A skill toy of Asian origin, the meteor consists of a rope, usually between 5 and 8 feet (ca. 244 cm) long, with weights attached to either end. Tricks are performed by swinging, wrapping and throwing the meteor about the body.

Origins 

The meteor is based on the Chinese meteor hammer, a bolo-like weapon made from stones and rope. Approximately 1500 years ago, this hunting weapon began its transition into a performing art. The Chinese circus tradition has featured meteors with brightly colored balls, glass bowls filled with colored water, or pans of flaming oil in place of the stone weights.

In Shaolin schools, the water meteor made a useful training aid once a student had gained a certain level of skill. These water meteors consisted of a length of chain with two inward facing bowls for heads. These bowls were then filled with water (or occasionally, sand), in order to train a smooth technique and gain control over the weapon. When the meteor was spinning fast enough, the water would be held in the bowls, with the intention being not to spill any.
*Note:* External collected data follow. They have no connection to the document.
PR #2243, opened 2024-07-24
fix(pf): remove __defaults entry from inputs

### LINKED ISSUE #2189: Importing PluginFramework based resources generates extraneous __defaults

corymhall:
PF resources should not be injecting __defaults during
import as they do not support it, but it is happening through an
unintended side-effect of code reuse from sdkv2.

I could think of a couple other ways to handle this:

1. Duplicate the code in the pf and remove the code specific to
injecting __defaults
2. Removing where we inject an empty __defaults. See #2236

Decided to go with the simplest approach of just doing some post
processing since touching the `sdkv2` code seems to be a much bigger
effort.

fixes #2189, fixes pulumi/pulumi-aws#4204

### DIFF
--- a/pf/tfbridge/provider_read.go
+++ b/pf/tfbridge/provider_read.go
@@ -23,6 +23,7 @@ import (
 	"github.com/pulumi/pulumi/sdk/v3/go/common/resource/plugin"
 
 	"github.com/pulumi/pulumi-terraform-bridge/v3/pkg/tfbridge"
+	"github.com/pulumi/pulumi-terraform-bridge/v3/unstable/propertyvalue"
 )
 
 // Read the current live state associated with a resource. Enough state must be include in the inputs to uniquely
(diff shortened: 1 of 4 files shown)


pf/tfbridge/provider_read.go
```diff
@@ -90,12 +90,35 @@ func (p *provider) ReadWithContext(
...
+		deleteDefaultsKey(&result.Inputs)
 	}
 
 	return result, ignoredStatus, err
 }
 
+// deleteDefaultsKey removes the `__defaults: []` entry from all objects recursively
+// The `__defaults` key is something used in sdkv2 and is not handled here in pf. Because
+// of some code reuse between sdkv2 & pf the `__defaults` key is getting inserted
+func deleteDefaultsKey(inputs *resource.PropertyMap) {
```
t0yv0, line 102: Have a look at propertyvalue.TransformPropertyValue that also goes under secrets etc and handles the recursion hopefully properly without any further bugs. Might be easier to review, we're just transforming everything and we're dropping __defaults whenever we find them.

corymhall: Done!

pf/tfbridge/provider_read.go
```diff
@@ -90,12 +91,36 @@ func (p *provider) ReadWithContext(
...
+	i := *inputs
+	delete(i, "__defaults")
+	for _, key := range i.StableKeys() {
```
t0yv0, line 106: This is good. NIt: the for loop and top level delete may have been avoided by `propertyvalue.TransformPropertyValue` on `resource.NewObjectProperty(inputs)`. But this works too.

t0yv0 (approved):

iwahbe (approved):
1 nit, otherwise LGTM

pf/tfbridge/provider_read.go
corymhall: It looks like `TransformPropertyValue` won't  run the `transform` function on the top level value, only on each value in the map downward.

PR #2250, opened 2024-07-25
Improve the error messages for `checks.go`

iwahbe:
I discovered this when working on
https://github.com/pulumi/pulumi-terraform-bridge/pull/2245. This improves the quality of the error message for some cases, making it more actionable.

This PR also allows users to override the `Secret` value to remove the sensitive error. This is logically consistent with `.Type` overrides.

### DIFF
--- a/pf/internal/check/check_test.go
+++ b/pf/internal/check/check_test.go
@@ -36,7 +36,7 @@ import (
 
 func TestMissingIDProperty(t *testing.T) {
 	stderr, err := test(t, tfbridge.ProviderInfo{
-		P: pfbridge.ShimProvider(testProvider{}),
+		P: pfbridge.ShimProvider(testProvider{missingID: true}),
 	})
 
 	assert.Equal(t, "error: Resource test_res has a problem: no \"id\" attribute. "+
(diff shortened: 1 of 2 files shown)


pf/internal/check/check_test.go
```diff
@@ -90,14 +127,26 @@ func test(t *testing.T, info tfbridge.ProviderInfo) (string, error) {
 }
 
 type (
-	testProvider struct{ provider.Provider }
-	testResource struct{ resource.Resource }
+	testProvider struct {
+		provider.Provider
+
+		missingID, sensativeID bool
```
guineveresaenger, line 133:
```suggestion
		missingID, sensitiveID bool
```

pf/internal/check/checks.go
```diff
@@ -78,26 +75,79 @@ func checkIDProperties(sink diag.Sink, info tfbridge.ProviderInfo, isPFResource
...
+	}
+	return msg
+}
+
+type errSensativeID struct {
+	token string
+}
+
+func (err errSensativeID) Error() string {
+	msg := `"id" attribute is sensitive, but cannot be kept secret.`
```
guineveresaenger, line 96: Would it be worth it to say why it cannot be kept secret?

guineveresaenger (approved):
I don't generally block on spelling, but I'd really love it if all instances of "sensitive" were spelled the same. 🙏

pf/internal/check/check_test.go
iwahbe: > I don't generally block on spelling

Please do let me know if you spot a spelling mistake. I'll fix it before merging!

pf/internal/check/checks.go
iwahbe: The best explanation for why is https://github.com/pulumi/pulumi/pull/8948, but it's not a very good explanation. I'll open an issue.

iwahbe: https://github.com/pulumi/pulumi/issues/16818 is a slightly better explanation.

Issue #2227, opened 2024-07-22
Configuration page: Skip irrelevant sections


guineveresaenger:
Some upstream provider configuration pages include [terraform-specific logging instructions](https://registry.terraform.io/providers/PagerDuty/pagerduty/latest/docs#debugging-provider-output-using-logs) or even [contributing guidelines](https://registry.terraform.io/providers/terraform-provider-openstack/openstack/latest/docs#testing-and-development) and we do not want to include those.

We should do two things here:

1. Add default functionality to the `--registry-docs` flag that skips common sections (such as logging)
2. Allow for docEditRules to pass to the `plainDocsParser` that can take a section title and elide the section

PR #2292, opened 2024-08-09
Skip sections by header with goldmark

guineveresaenger:
This pull request introduces a Markdown transformer that can in conjunction with a parser/renderer remove unwanted sections from a markdown document by screening for words in the section header. This functionality is aimed at and implemented for the installation-configuration document, but it can be used as a docsEditRule by any provider on any file name. It is implemented as a docsEditRule in this pull request as well.

Note: A test was accidentally using writeFile instead of assert; this is fixed.
Additionally, the tests verify whether transformed results are equal in HTML, to account for parse idiosyncracies.

Resolves https://github.com/pulumi/pulumi-terraform-bridge/issues/2227.


pkg/tfgen/installation_docs.go
```diff
@@ -245,3 +250,106 @@ func convertExample(g *Generator, code string, exampleNumber int) (string, error
...
+	}
+}
+
+type shouldSkipHeaderFunc = func(headerText string) bool
+
+// SkipSectionByHeaderContent takes a document's content byte array and a callback function that contains logic on
+// whether a given header should be skipped.
+// It uses "github.com/yuin/goldmark" parser in conjunction with "github.com/teekennedy/goldmark-markdown" renderer
+// to walk the markdown document tree and apply the SectionSkipper's transformer
+func SkipSectionByHeaderContent(content []byte, shouldSkipHeader shouldSkipHeaderFunc) ([]byte, error) {
```
iwahbe, line 303: I don't love code comments that re-iterate how a function is implemented or what is in the function signature.

If you want to include general description of how a function works, I would move that to below the signature, since it is for people who are editing the function, not for function callers.

```suggestion
// SkipSectionByHeaderContent removes headers where shouldSkipHeader(header) returns true, along with any text under the header.
//
// content is assumed to be Github flavored markdown when parsing.
//
// shouldSkipHeader is called on the raw header text, like this:
//
//    shouldSkipHeader("My Header")
//
// *not* like this:
//
//    // This is wrong
//    shouldSkipHeader("## My Header\n")
func SkipSectionByHeaderContent(content []byte, shouldSkipHeader shouldSkipHeaderFunc) ([]byte, error) {
	// <I don't think this is necessary, since the code already says this>
	// It uses "github.com/yuin/goldmark" parser in conjunction with "github.com/teekennedy/goldmark-markdown" renderer
	// to walk the markdown document tree and apply the SectionSkipper's transformer
```

pkg/tfgen/installation_docs.go
```diff
@@ -245,3 +250,106 @@ func convertExample(g *Generator, code string, exampleNumber int) (string, error
...
+		goldmark.WithExtensions(extension.GFM),
+		goldmark.WithParserOptions(
+			parser.WithASTTransformers(
+				util.Prioritized(recognizeHeaderAfterHTML{}, 2000),
+				util.Prioritized(sectionSkipper, 500),
+			),
+		),
+		goldmark.WithRenderer(markdown.NewRenderer()),
+	)
+	buf := bytes.Buffer{}
```
iwahbe, line 318: Nit: When we are using a zero value, I prefer `var buf bytes.Buffer`. You are free to ignore me here.

pkg/tfgen/installation_docs.go
```diff
@@ -245,3 +250,106 @@ func convertExample(g *Generator, code string, exampleNumber int) (string, error
...
+	// Convert parses the source, applies transformers, and renders output to buf
+	err := gm.Convert(content, &buf)
+	if err != nil {
+		log.Fatalf("Encountered Markdown conversion error: %v", err)
+	}
+	return buf.Bytes(), nil
```
iwahbe, line 324: Why would we panic here when we can return the error?
```suggestion
	err := gm.Convert(content, &buf)
	return buf.Bytes(), err
```

pkg/tfgen/installation_docs.go
```diff
@@ -245,3 +250,106 @@ func convertExample(g *Generator, code string, exampleNumber int) (string, error
...
+}
+
+// Edit Rule for skipping headers.
+func skipSectionHeadersEdit(docFile *DocFile) tfbridge.DocsEdit {
+	defaultHeaderSkipRegexps := getDefaultHeadersToSkip()
+	return tfbridge.DocsEdit{
+		Path: docFile.FileName,
```
iwahbe, line 331: It feels weird to pass a `DocFile` (with `.Contents`) to produce a `skipSectionHeadersEdit`. If we already have `.Contents`, why wouldn't we just call transform the content here?
```suggestion
// Edit Rule for skipping headers.
func skipSectionHeadersEdit(filePath string) tfbridge.DocsEdit {
	defaultHeaderSkipRegexps := getDefaultHeadersToSkip()
	return tfbridge.DocsEdit{
		Path: filePath,
```

pkg/tfgen/installation_docs.go
```diff
@@ -245,3 +250,106 @@ func convertExample(g *Generator, code string, exampleNumber int) (string, error
 	exampleContent += chooserEnd
 	return exampleContent, nil
 }
+
+type SectionSkipper struct {
```
iwahbe, line 254: This should not be public.
```suggestion
type sectionSkipper struct {
```

pkg/tfgen/installation_docs.go
iwahbe, line 303: I don't see why an external user would want to call this function. Let's keep it private.

iwahbe (commented):
`github.com/teekennedy/goldmark-markdown` seems like a great find. If it works well, it looks like a viable path forward for docs generation.

pkg/tfgen/installation_docs.go
guineveresaenger: This is public on purpose - when a provider would manually want to skip a more specific header, you'd be able to use this function to more easily create a docsEdit, similar to skipSectionHeadersEdit.

guineveresaenger: I generally find callback functions hard to read, and since I do expect this function to be used externally as part of a DocsEdit rule, it would be helpful to include information about the callback specifics. Naming only goes so far.

iwahbe: We can make it more obvious that `shouldSkipHeaderFunc` is a callback by inlining the private type:

```patch
-func SkipSectionByHeaderContent(content []byte, shouldSkipHeader shouldSkipHeaderFunc) ([]byte, error) {
+func SkipSectionByHeaderContent(
+    content []byte, 
+    shouldSkipHeader func(header string) (shouldSkip bool),
+) ([]byte, error) {
```

We should probably do this anyway to avoid exposing a public function that takes a private type (and to minamise the pollution of the `tfgen` namespace.

---

I'm happy to include info on how the callback is used. My suggestion included:

```patch
+// content is assumed to be Github flavored markdown when parsing.
+//
+// shouldSkipHeader is called on the raw header text, like this:
+//
+//    shouldSkipHeader("My Header")
+//
+// *not* like this:
+//
+//    // This is wrong
+//    shouldSkipHeader("## My Header\n")
```

guineveresaenger: Does this look better to you?

pkg/tfgen/installation_docs.go
```diff
@@ -245,3 +250,111 @@ func convertExample(g *Generator, code string, exampleNumber int) (string, error
...
+// content is assumed to be Github flavored markdown when parsing.
+//
+// shouldSkipHeader is called on the raw header text, like this:
+//
+//	shouldSkipHeader("My Header")
+//
+// *not* like this:
+//
+//	// This is wrong
+//	shouldSkipHeader("## My Header\n")
```
danielrbradley, line 307: Perhaps a full example of calling this function would help demonstrate how to write the callback as well as indicate how the header is matched ...

```suggestion
// SkipSectionByHeaderContent removes headers where shouldSkipHeader(header) returns true,
// along with any text under the header.
// content is assumed to be Github flavored markdown when parsing.
//
// shouldSkipHeader is called on the parsed header text.
// 
// Example of removing the first header and it's context
//
//	result := SkipSectionByHeaderContent(byte[](`
//	## First Header
//	
//	First content
//	
//	## Second Header
//	
//	Second content
//	`, func(headerText string) bool) ([]byte, error) {
//		return headerText == "First Header"
//	})
// 
// The result will only now contain the second result:
//	## Second Header
//	
//	Second content
```

PR #2306, opened 2024-08-12
Add a goldmark parser extension for first class sections

iwahbe:
Adds section as a first class node kind in goldmark.

The test shows how sections are useful for manipulating the AST, since they encapsulate a header and it's children.


guineveresaenger (approved):
This allows us to clean up the logic for skipSectionByHeader.

PR #2310, opened 2024-08-13
Fix typechecking booleans

t0yv0:
The type-checking pass had a bug where it failed to flag passing a string to a slot of type boolean. This is now fixed so that appropriate warnings are generated.

Fixes  https://github.com/pulumi/pulumi-aws/issues/4342 P1

### DIFF
--- a/pkg/tfbridge/validate_input_types.go
+++ b/pkg/tfbridge/validate_input_types.go
@@ -157,9 +157,8 @@ func (v *PulumiInputValidator) validatePropertyValue(
 	}
 
 	switch typeSpec.Type {
-	case "bool":
-		// The bridge permits coalescing strings to booleans, hence skip strings.
-		if !propertyValue.IsBool() && !propertyValue.IsString() {
+	case "boolean":
+		if !propertyValue.IsBool() {
 			return []TypeFailure{{
 				ResourcePath: propertyPath.String(),
 				Reason: fmt.Sprintf(
--- a/pkg/tfbridge/tests/provider_test.go
+++ b/pkg/tfbridge/tests/provider_test.go
@@ -825,8 +825,11 @@ func TestTypeCheckingMistypedBooleansWithUnknowns(t *testing.T) {
 		},
 	}, newTestProviderOptions{})
 
+	reason := "expected boolean type, got string type. " +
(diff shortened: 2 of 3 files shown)


pkg/tfbridge/validate_input_types.go
```diff
@@ -157,9 +157,8 @@ func (v *PulumiInputValidator) validatePropertyValue(
 	}
 
 	switch typeSpec.Type {
-	case "bool":
-		// The bridge permits coalescing strings to booleans, hence skip strings.
-		if !propertyValue.IsBool() && !propertyValue.IsString() {
+	case "boolean":
```
t0yv0, line 160: This was "boolean" not "bool" apparently.

pkg/tfbridge/validate_input_types.go
```diff
@@ -157,9 +157,8 @@ func (v *PulumiInputValidator) validatePropertyValue(
 	}
 
 	switch typeSpec.Type {
-	case "bool":
-		// The bridge permits coalescing strings to booleans, hence skip strings.
-		if !propertyValue.IsBool() && !propertyValue.IsString() {
```
t0yv0, line 162: I've searched the code and apparently over here https://github.com/pulumi/pulumi-terraform-bridge/blob/t0yv0%2Ffix-typechecking-booleans/pkg/tfbridge/schema.go#L431 the bridge is not parsing strings when the slot is of type boolean, at least not yet. Removing `!propertyValue.IsBool()` condition matches this behavior.

corymhall (approved):

pkg/tfbridge/validate_input_types.go
iwahbe: Can we add an error to `validate.go` to prevent `bool`? The bridge should prevent this kind of user error.

iwahbe (approved):

pkg/tfbridge/validate_input_types.go
t0yv0: Er, not sure what you're suggesting. Pulumi Package Schema mandates "boolean" but we weren't using enums in this code so made a typo. The "bool" branch will never be hit in practice. Or do you mean something else?

t0yv0: In the interest of time, I'll merge but address this as a follow up if needed.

In China, where this technique was originally developed, once a student had practiced for several years and gained mastery of the meteor, then they could progress to fire meteors. Cirque du Soleil's Varekai features water meteors as an act.

Fire meteor 
The traditional fire meteors were essentially the same as the water meteors, except that instead of containing water, the bowls were instead filled with fuel. This fuel was then lit, and the meteor spun exactly as before, looking like a pair of real harnessed meteors. It is also a dangerous weapon to behold, because one slight mistake could send flaming fuel around in a radius in excess of 20 feet (ca. 6 m).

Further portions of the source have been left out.